3) Triangle inequality: If $a=c$ or $a=b$ the triangle inequality is fullfilled and becomes an equality because of 1) : $d(b,c) \le d(a,b)+d(a,c)$ First observe that $d(x,y) < 1$ for all $x,y$. Let therefore $a\neq c, a\neq b$. Since $d_1,d_2$ are paired rational metrics we have: $d(b,c) < 1 < d(a,c)+d(a,b)$ and the triangle inequality is proved.
This proves also that $d$ is a rational metric (if $d_1,d_2$ are paired rational metrics.)

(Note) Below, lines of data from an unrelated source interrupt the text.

Issue #884, opened 2026-05-14
Catalog cell: concept:log-emit plus body-template citation instance


TSavo:
Parent: #880. Sibling to #882 and #755. Generic recursion is #1023.

## Problem

Monitor/emitter modes need logging, but a wrapper template must not hard-code one logger library. The catalog needs `concept:log-emit` as a normal concept with per-(language, library) realization cells.

This is a catalog/body-template instance, not the generic recursion engine and not a logger implementation project.

## Existing primitive to reuse

- Body-template citation/sub-realization pattern: a template may cite another concept.
- Sugar selection policy #889 chooses which logger surface wins.
- Recursive realization engine belongs to #1023.

## Scope

1. Mint `concept:log-emit(level, message, structured_fields)`.
2. Define loss dimensions: level semantics, structured-vs-formatted fields, sink buffering, context propagation.
3. Add minimal catalog/body-template cells for selected target libraries.
4. Add a reference test showing a monitor/emitter wrapper cites `concept:log-emit` and the generic realization path resolves it.

## Acceptance criteria

- `concept:log-emit` catalog/spec cell exists.
- At least one Java, one TypeScript, and one Python logger surface can be selected by policy or fixture config.
- Project with no logger can refuse or select an explicit floor according to policy; no hardcoded default floor.
- Observed loss records from log-emit are preserved by the wrapper realization.

## Non-goals

- Do not implement generic recursive composition here; #1023 owns it.
- Do not hard-code log4j/slf4j/winston/etc. in the generic realizer.
- Do not conflate monitor with emitter; mode semantics remain governed by #880/#755.

TSavo:
Tracker refinement, 2026-05-15: the log-emit example is correct, but the mechanism needs to be generic so agents do not implement a logger-only special case.

New leaf #1023 tracks the generic realization primitive:

- structured term tree input,
- recursive child realization before parent realization,
- explicit composition points (`before`, `after-return`, `after-throw`, `around`),
- result-preserving wrappers,
- contract-aware composition/refusal,
- recursive observed-loss aggregation.

This issue should remain the log-emit catalog/body-template instance. #1023 is the generic recursive composition engine that makes examples like `log-emit(bitcoin-send(tx, amount))` work without hard-coding logging as a special path.

TSavo:
[...]

Issue #755, opened 2026-05-12
Runtime-mode emission sugars: witness / monitor / emitter / gate


TSavo:
## Problem

`provekit bind --mode=...` needs to select runtime observation behavior around concept callsites without hardcoding that behavior into the Rust CLI or one language kit.

The mode is realized through `concept:contract-observation(callsite_cid, contract_cid, mode)` from #880. A mode chooses which wrapper concept to realize; sugar/body-template policy chooses the concrete target-language surface.

## Modes

| Mode | Behavior | Examples |
|---|---|---|
| `witness` | observe inputs/outputs and emit `WitnessMemento`-compatible runtime evidence | `provekit_witness(...)`, JUnit harness |
| `monitor` | passive/least-effect marker used for coverage/audit/relift recognition | liftable comments/tags |
| `emitter` | observe and dispatch to runtime sink | slf4j, JUL, structlog, pino, Python logging |
| `gate` | fail/throw/assert on contract violation | Bean Validation, JUnit assertions, explicit checks |

`monitor` is not throw-on-violation. That behavior is `gate`.

## Implementation Shape

`bind --mode=witness|monitor|emitter|gate` annotates concept callsites with requested observation modes. The realize side then composes:

1. the ordinary operation body, and
2. one or more `concept:contract-observation(...)` wrappers selected by policy.

Multiple modes may be selected for one callsite when policy is inclusive. Ordering and loss aggregation must be deterministic and recorded.

Mode selection is not the same thing as sugar selection:

- mode chooses the observation role
- sugar/body-template selection chooses the target-language surface
- policy decides inclusive vs best-only vs refuse
- loss records state what each selected surface cannot express

## Acceptance Criteria

- CLI accepts the corrected four-mode vocabulary: `witness`, `monitor`, `emitter`, `gate`.
- Invalid mode names fail closed.
- Realize-side output records the selected mode vector and policy CID.
- At least one Java integration test proves `emitter` composes an ordinary callsite with result-preserving `after-return` behavior. PR #926 is the first slice.
- At least one follow-up test proves `gate` is not confused with `monitor`.
- At least one relift test proves emitted mode tags recover as structured evidence, not only raw comments.
- Multi-mode emission order is deterministic before broad multi-mode support ships.
- Wrapper effects remain on the wrapper and never mutate the wrapped object FCM.

## Child / Related Issues

- #880: `concept:contract-observation` umbrella
- #884: recursive `concept:log-emit` body-template substitution
[...]

PR #926, opened 2026-05-14
Compose Java emitter observation wrappers

TSavo:
## Summary

- Compose Java `--mode emitter` observation wrappers at ordinary callsites using recursive body-template realization: operation body first, then `concept:contract-observation(..., emitter)`, which recursively realizes `concept:log-emit`.
- Preserve the operation result across after-return composition and return a real `observation_wrapper_emission_record` with object FCM CID, wrapper FCM CID, observer effects, preservation claim CID, and policy CID.
- Emit liftable Java comment tags as a policy-selected audit/training surface, then recover those tags in the Java bind lifter as a `native-surface` observation witness.

## Why

This makes observation composition first-order: the runtime emitter is another realized concept, not a Java-only side path. The source tags are optional policy output, but when emitted they close the round-trip learning/audit loop: a later lift can recover which contract-observation concept, mode, contract, object FCM, emitted concept, and policy produced the surface.

## Validation

- `mvn -q -pl provekit-realize-java-core,provekit-lift-java-source -am -Dtest=JavaNullBoundaryRealizerTest,TrinityRoundtripLiftTest test`
- `cargo test -p provekit-cli canonical_emitter_java_composes_result_preserving_observation_wrapper --test cmd_bind_integration`
- `cargo test -p provekit-plugin-loader java_canonical_bodies_cid_self_consistent`
- `git diff --check`

Refs #880 #884 #755

## Summary by CodeRabbit

* **New Features**
  * Observation metadata from source code comments is now extracted and included in analysis results.
  * Generated code now automatically composes contract observations with proper wrapper functions when using emitter mode.
  * Added support for Java canonical emission mode with observation wrapper handling.

* **Tests**
  * Added test coverage for observation policy tag recovery and contract observation composition.
  * New integration tests validate Java canonical emission with observation wrapper generation.

[Review Change Stack](https://app.coderabbit.ai/change-stack/TSavo/provekit/pull/926)

### DIFF
--- a/implementations/java/provekit-lift-java-source/src/main/java/com/provekit/lift/java_source/JavaBindLifter.java
+++ b/implementations/java/provekit-lift-java-source/src/main/java/com/provekit/lift/java_source/JavaBindLifter.java
@@ -90,6 +90,13 @@ public final class JavaBindLifter {
         return new Result(entries, diagnostics);
     }
 
+    Result liftPathsFromSource(String sourcePath, String source) {
+        List<Jcs.Json> entries = new ArrayList<>();
+        List<Jcs.Json> diagnostics = new ArrayList<>();
+        liftSource(sourcePath, source, entries, diagnostics);
+        return new Result(entries, diagnostics);
+    }
+
     private void liftFile(Path root, Path javaFile, List<Jcs.Json> entries, List<Jcs.Json> diagnostics) {
         String rel = root.relativize(javaFile).toString().replace('\\', '/');
         String source;
@@ -99,7 +106,10 @@ public final class JavaBindLifter {
             diagnostics.add(diag("error", "read failed for " + javaFile + ": " + e.getMessage()));
             return;
         }
+        liftSource(rel, source, entries, diagnostics);
+    }
 
+    private void liftSource(String rel, String source, List<Jcs.Json> entries, List<Jcs.Json> diagnostics) {
         JavaCompiler compiler = ToolProvider.getSystemJavaCompiler();
         if (compiler == null) {
             diagnostics.add(diag("error", "JDK compiler API unavailable; cannot parse " + rel));
@@ -185,6 +195,7 @@ public final class JavaBindLifter {
             String termShapeCid = Jcs.cid(termShape);
 
             String conceptAnnotation = extractConceptAnnotation(source, fnLine);
+            List<Jcs.Json> observationWitnesses = observationTagWitnesses(source, fnLine);
 
             Jcs.Obj entry = Jcs.object(
                 "attr_post", Jcs.nullValue(),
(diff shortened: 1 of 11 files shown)


TSavo (commented):
Findings:

1. **P1: `RealizationPlanMemento.observation_wrapper_cid` does not resolve to the persisted wrapper file.** `mint_realization_artifacts` computes `observation_wrapper_cid` as the CID of the serialized `ObservationWrapperMemento` and stores that on the plan, but `cmd_bind` writes the wrapper file as `<wrapper.wrapper_fcm_cid>.json` (`implementations/rust/provekit-cli/src/cmd_transport.rs:1211-1214`, `implementations/rust/provekit-cli/src/cmd_bind.rs:455-459`). A consumer walking from the plan to the wrapper by CID cannot find the memento in the output tree. Persist the wrapper under the actual observation-wrapper CID (or add/store that CID explicitly and use it consistently).

2. **P1: `wrapper_fcm_cid` is minted from an in-memory FCM and then dropped.** The Java realizer builds a synthetic wrapper FCM only long enough to hash it, returns just `wrapper_fcm_cid`, and `cmd_bind` persists only the `ObservationWrapperMemento` (`implementations/java/provekit-realize-java-core/src/main/java/com/provekit/realize/SugarRealizer.java:340-370`, `implementations/rust/provekit-cli/src/cmd_bind.rs:455-463`). Per the ObservationWrapper spec, `wrapper_fcm_cid` must resolve and its `effects` must contain every `observer_effects` entry. Downstream admission cannot verify that because the wrapper FCM body is absent; the current local validation sidesteps this by passing `observer_effects` as the wrapper effect surface (`implementations/rust/provekit-cli/src/cmd_transport.rs:1192-1202`). Return/persist the wrapper FCM payload, then validate against the resolved wrapper FCM effects.

3. **P2: relift can attach one method's observation tags to a sibling method.** `scanObservationTags` searches a fixed `fnLine - 25 .. fnLine + 25` window and `tagValue` takes the first tag for each key (`implementations/java/provekit-lift-java-source/src/main/java/com/provekit/lift/java_source/JavaBindLifter.java:337-395`). In generated Java, methods are often closer than 25 lines, and these tags live inside the method body. A plain method immediately after an emitter-wrapped method will recover the previous method's `native-surface` observation witness. Anchor the scan to the current method's source span/body span or to a contiguous tag block owned by that method, and add an adjacent-method regression.

Validation I ran locally:

- `mvn -q -pl provekit-realize-java-core,provekit-lift-java-source -am -Dtest=JavaNullBoundaryRealizerTest,TrinityRoundtripLiftTest test`
- `cargo test -p provekit-cli canonical_emitter_java_composes_result_preserving_observation_wrapper --test cmd_bind_integration`
- `cargo test -p provekit-plugin-loader java_canonical_bodies_cid_self_consistent`
- `git diff --check`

What remains to show is that $d_2(a,b) = 1-\frac{2 \gcd(a,b)}{a+b}$, $d_1(a,b) = 1-\frac{\gcd(a,b)^2}{ab}$ are paired (rational) metrics, hence it remains to show that $d(a,b) = 1- \frac{2 \gcd(a,b)^3}{ab(a+b)}$ satisfies:
$$d(a,c)+d(a,b)>1, \text{ whenever } a\neq c, a \neq b$$
The last inequality is equivalent to, after some algebra:
$$\frac{abc(a+b)(a+c)}{2} - \gcd(a,b)^3c(a+c) - \gcd(a,c)^3b(a+b)>0$$
Let $U=\gcd(a,b,c)$. Then there exist natural numbers $R,S,T,A,B,C$ such that:
$$RU = \gcd(a,b), SU = \gcd(a,c), TU = \gcd(b,c), a = RSUA, b = RTUB, c = STUC$$
Plugging this in the last inequality and after some algebra, we find:
$$1/2*(A^3*B*C*R^2*S^2*T + A^2*B^2*C*R^2*S*T^2 + A^2*B*C^2*R*S^2*T^2 + A*B^2*C^2*R*S*T^3 - 2*A*C*R^2 - 2*A*B*S^2 - 2*C^2*R*T - 2*B^2*S*T)*R^2*S^2*T*U^5 > 0 $$
We can pair each of the positive summand with a negative summand to give for example:
$$(A^3*B*C*R^2*S^2*T-2*A*C*R^2)=(A^2*B*S^2*T - 2)*A*C*R^2$$
The condition $a \neq b$ translates to $SA \neq TB$ and similarily $a \neq c$ translates to $RA \neq TC$. Suppose that $A^2*B*S^2*T - 2 \le 0$. The case $A^2*B*S^2*T=1$ contradicts $SA \neq TB$. Hence we can only have at most $A^2*B*S^2*T=2$ which leads to $A=S=1$, $BT=2$ and plugging this in the definition of $a,b$ we get $b=2a$ and $d(a,b)=\frac{2}{3}$.
Now we must show that the other pairings give the desired result:
$$( A^2*B^2*C*R^2*S*T^2-2*B**2*S*T)=(A^2*C*R^2*T - 2)*B^2*S*T$$ A similar argument to the above leads to: If $A^2*C*R^2*T = 2$, then $A=R=1$, $CT=2$ which leads to (with $S=A=1$) $a=RSUA=U,b=RTUB=2U=2a,c=STUC=2U=2a$ and it follows that $d(a,c)=\frac{2}{3}$, so $d(a,b)+d(a,c)=\frac{4}{3}>1$, and this case is done.
If $A^2*C*R^2*T > 2$ and $A^2*B*S^2*T=2$ then $$1/2*(A^3*B*C*R^2*S^2*T + A^2*B^2*C*R^2*S*T^2 + A^2*B*C^2*R*S^2*T^2 + A*B^2*C^2*R*S*T^3 - 2*A*C*R^2 - 2*A*B*S^2 - 2*C^2*R*T - 2*B^2*S*T)*R^2*S^2*T*U^5 > 0 $$ is true.
If $A^2*C*R^2*T > 2$ and $A^2*B*S^2*T>2$ then $$1/2*(A^3*B*C*R^2*S^2*T + A^2*B^2*C*R^2*S*T^2 + A^2*B*C^2*R*S^2*T^2 + A*B^2*C^2*R*S*T^3 - 2*A*C*R^2 - 2*A*B*S^2 - 2*C^2*R*T - 2*B^2*S*T)*R^2*S^2*T*U^5 > 0 $$ is true. This shows, that $d_1,d_2$ are paired metrics and completes the proof.